_Material provided_
# # # # # # #

Issue #2789, opened 2025-04-18
Format on save + cljfmt fails on 2.0.499 while working on 2.0.498


artem-barmin:
After update to recent version of Calva file stopped formatting on save. Enabled "verbose" level tracing for clojure-lsp intraction I found that command "textDocument/didSave" returns unformatted document back(maybe this will help, but looks like problem with lsp server configuration).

# # # # # # #

_Task item_
Nothing in the data may differ; print all of it exactly as written.

_Answer box_
Issue #2789, opened 2025-04-18
Format on save + cljfmt fails on 2.0.499 while working on 2.0.498


artem-barmin:
After update to recent version of Calva file stopped formatting on save. Enabled "verbose" level tracing for clojure-lsp intraction I found that command "textDocument/didSave" returns unformatted document back(maybe this will help, but looks like problem with lsp server configuration).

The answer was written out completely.